The Inductive Bias of Flatness Regularization for Deep Matrix Factorization

TL;DR

This paper investigates why flatness regularization improves generalization in deep linear networks, showing it promotes low Schatten 1-norm solutions under RIP conditions, with empirical validation on synthetic data.

Contribution

It provides the first theoretical analysis linking flatness regularization to Schatten norm minimization in deep matrix factorization, explaining its generalization benefits.

Findings

Minimizing Hessian trace approximates Schatten 1-norm minimization.

Flatness regularization leads to better generalization in deep linear networks.

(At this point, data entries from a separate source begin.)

PR #8758, opened 2026-07-23
Perf: memoize custom-sidebar data context, cache approval-store reads on autosave hot path

luigiwidmore:
## Summary

Two independent main-thread performance fixes, both profiled on a live app (macOS, 13 workspaces / 29 surfaces, custom sidebar selected with `customSidebars.renderer = "remote"`, `sample(1)` during workspace switches):

1. **Custom-sidebar data context was rebuilt redundantly on the main thread.** `customSidebarDataContext(now:)` runs inside the `TimelineView(.periodic(by: 1))` content closure (`Sources/ContentView.swift`), so it re-executed on **every** `tabManager.objectWillChange` — a workspace switch fires several (selection willSet, window-title update, focus, unread) — **and** every 1 s tick. Each run looped all workspaces, and each workspace walked the bonsplit tree **four** separate times. This is the same unmemoized-snapshot cost class `8443096d` fixed for the default sidebar rows; the custom-sidebar path never got it. Measured: **~1 s of main-thread work per workspace switch**. The only cache that existed (`CustomSidebarPaneDataContextCache`) embedded the wall-clock second in its key, so it expired every second by design.
2. **Session autosave did Keychain + disk + per-record HMAC per terminal panel, on main.** The 8 s autosave builds a full session snapshot on the main queue; per terminal panel, `surfaceResumeStartupInput()` → `SurfaceResumeApprovalStore.matchingRecord()` → `validRecords()` did a `SecItemCopyMatching` (`defaultSigningSecret`), re-read + re-decoded the store file, and re-HMAC-verified every record (`hasValidSignature` rebuilds the base64 signing payload per record). Measured: **~0.6 s of main-thread time in this path over 25 s** of light use — and beyond the cost, each `SecItemCopyMatching` on main is a hard-hang vector if securityd wedges or an ACL prompt never presents.

## Changes (3 commits, the middle two follow the regression-test policy)

- **`d81091b8`** — failing regression tests for approval-record caching (red without the fix: cache hit proven by making the file unreadable after priming; reload on direct on-disk rewrite; invalidation on in-process write).
- **`d3603831`** — `SurfaceResumeApprovalStore` gains an NSLock-guarded cache: each `validRecords` call re-stats the file and only reloads + re-verifies when mtime/size changed, the effective signing secret changed, or `didChangeNotification` fired (every in-process write path posts it). The env-var secret is still re-read per call (tests rotate it); the Keychain/generated/file-backed resolution is memoized per process, nil results never cached. Result: per-panel cost drops from Keychain + disk + N HMACs to a stat.
- **`2860b8c9`** — new `CustomSidebarDataContextStore` (replaces `CustomSidebarPaneDataContextCache`): a two-tier memo where the expensive per-workspace interpreter input rebuilds only after invalidation, and the 1 Hz tick refreshes only the cheap clock value. Rebuilds are driven by a merged, 40 ms-coalesced stream (tabManager structure/selection, unread, per-workspace immediate+deep observation publishers, `paneLayoutVersion`, panel titles pre-coalesced at 500 ms, focus broadcasts) — the same pattern the extension sidebar already uses. A switch now costs **one** rebuild instead of ~5. Additionally, `customSidebarWorkspaceSnapshot` now walks the bonsplit tree **once** per workspace per build (was 4×). The pane variant (`CustomSidebarPanelView`) gets the identical treatment. The emitted context stays value-equal when content is unchanged, so `SwiftRenderTrigger` re-renders exactly as often as before.

## Validation status — please read

**I could not compile or run tests locally**: the authoring machine has no Xcode (CLT only, Swift 5.10 vs required 6.0) and no populated submodules. All changed files pass `swiftc -parse`, repo guards pass (`scripts/check-pbxproj.sh`, `scripts/lint-pbxproj-test-wiring.sh`, `scripts/swift_file_length_budget.py`), and every API used was cross-checked against existing call sites — but **CI is the first real build**. The regression-test commit should go red on CI before `d3603831` turns it green; if anything else fails I'm happy to iterate.

## Behavior trade-offs

- Custom-sidebar updates for workspace-local state now ride the coalesced streams: isolated changes remain effectively immediate (leading edge), bursts settle within ~40 ms, sustained panel-title churn caps at ~2 rebuilds/s. There is no longer a 1 Hz catch-all rebuild, so the invalidation trigger set is deliberately broad (it covers every field the snapshot projects); worth watching while dogfooding.
- Session autosave still runs on the main queue every 8 s; only the repeated approval lookups get cheaper (first read after an actual store change still pays full cost).

## Notes

- Follow-up hardening ideas (out of scope here): cache `ParsedProgram` in `InProcessSidebarInterpreter` (the remote worker's `RenderInterpreterRunner` already does), and add `com.cmux.sidebar` signposts around `customSidebarDataContext` / the autosave snapshot build — today nothing instruments them.

---
<a href="https://app.blacksmith.sh/manaflow-ai/codesmith/cmux/pr/8758"><picture><source media="(prefers-color-scheme: dark)" srcset="https://pr-comments-assets.blacksmith.sh/codesmith/view-with-codesmith-dark-v2.svg"><source media="(prefers-color-scheme: light)" srcset="https://pr-comments-assets.blacksmith.sh/codesmith/view-with-codesmith-light-v2.svg">View with [code]smith</picture></a> <a href="https://backend.blacksmith.sh/track/enable-autofix?expires=1787429326&installation_model_id=21920&pr_number=8758&repository=manaflow-ai%2Fcmux&return_to=https%3A%2F%2Fgithub.com%2Fmanaflow-ai%2Fcmux%2Fpull%2F8758&signature=a9865f18e5dfa6a5f67625704c7621b1927439bc48e1fe04dc7ff5750351f445"><picture><source media="(prefers-color-scheme: dark)" srcset="https://pr-comments-assets.blacksmith.sh/codesmith/autofix-with-codesmith-dark.svg"><source media="(prefers-color-scheme: light)" srcset="https://pr-comments-assets.blacksmith.sh/codesmith/autofix-with-codesmith-light.svg">Autofix with [code]smith</picture></a>

---
## Summary by cubic
Improves main-thread performance by memoizing the custom sidebar data context and caching surface-resume approval reads. Workspace switches trigger a single rebuild instead of many, and autosave per panel now costs a file stat instead of Keychain + disk + HMAC work.

- **Performance**
  - Custom sidebar: added a two-tier `CustomSidebarDataContextStore` with a 40 ms coalesced invalidation stream (panel titles coalesced at 500 ms). The 1 Hz tick only updates the clock; rebuilds happen on invalidation. Replaces the per-second cache and cuts redundant rebuilds during switches.
  - ContentView and custom sidebar panel now subscribe to the coalesced invalidation publisher; context is rebuilt once per switch. Snapshot reduces bonsplit walks to one per workspace per build and shares results across branches/PRs/surfaces.
  - Session autosave: `SurfaceResumeApprovalStore.validRecords` uses an NSLock-guarded cache keyed by file mtime/size + signing secret and invalidated by store writes. `defaultSigningSecret` memoizes the non-env secret for the process.

- **Tests**
  - Added regression tests for approval-record caching: serves from cache when the file becomes unreadable, reloads on direct on-disk rewrite, and invalidates on in-process writes.

<sup>Written for commit 2860b8c9876b3aca24f0a0045deb06b5d200a1ae. Summary will update on new commits.</sup>

<a href="https://cubic.dev/pr/manaflow-ai/cmux/pull/8758?utm_source=github" target="_blank" rel="noopener noreferrer" data-no-image-dialog="true"><picture><source media="(prefers-color-scheme: dark)" srcset="https://www.cubic.dev/buttons/review-in-cubic-dark.svg"><source media="(prefers-color-scheme: light)" srcset="https://www.cubic.dev/buttons/review-in-cubic-light.svg">Review in cubic</picture></a>


luigiwidmore:
Related issue for the hard-freeze (not addressed here — this PR covers the switch *lag*, not the 8-minute wedge): #8759

PR #8828, opened 2026-07-24
Update Ghostty surface config ABI lock

lawrencecchen:
PR https://github.com/manaflow-ai/cmux/pull/8717 advanced the pinned Ghostty surface config from 120 to 168 bytes, including the Windows-capable platform union and initial PTY tee callback fields. The exact ABI lock retained the previous layout and fails the speculative merge gate.

This updates every locked offset to the pinned GhosttyKit artifact and adds assertions for pty_tee_cb and pty_tee_userdata. Current main already contains the separate redundant-await warning cleanup through https://github.com/manaflow-ai/cmux/pull/8688, so this PR now has a one-file test-only diff.

Red evidence:
- https://github.com/manaflow-ai/cmux/actions/runs/30070795839/job/89411543273#step:14:1

Verification:
- Local Swift Testing ABI assertion: 1 test passed
- Prior speculative run passed every job: https://github.com/manaflow-ai/cmux/actions/runs/30072476283
- A fresh speculative run targets current main
- No runtime or user-facing behavior changes


lawrencecchen:
Superseded by https://github.com/manaflow-ai/cmux/pull/8831, which landed the same Ghostty ABI lock update and redundant-await cleanup on main.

Empirical results support the theoretical connection on synthetic datasets.

Abstract

Recent works on over-parameterized neural networks have shown that the stochasticity in optimizers has the implicit regularization effect of minimizing the sharpness of the loss function (in particular, the trace of its Hessian) over the family zero-loss solutions. More explicit forms of flatness regularization also empirically improve the generalization performance. However, it remains unclear why and when flatness regularization leads to better generalization. This work takes the first step toward understanding the inductive bias of the minimum trace of the Hessian solutions in an important setting: learning deep linear networks from linear measurements, also known as \emph{deep matrix factorization}. We show that for all depth greater than one, with the standard Restricted Isometry Property (RIP) on the measurements, minimizing the trace of Hessian is approximately equivalent to minimizing the Schatten 1-norm of the corresponding end-to-end matrix parameters (i.e., the product of all layer matrices), which in turn leads to better generalization. We empirically verify our theoretical findings on synthetic datasets.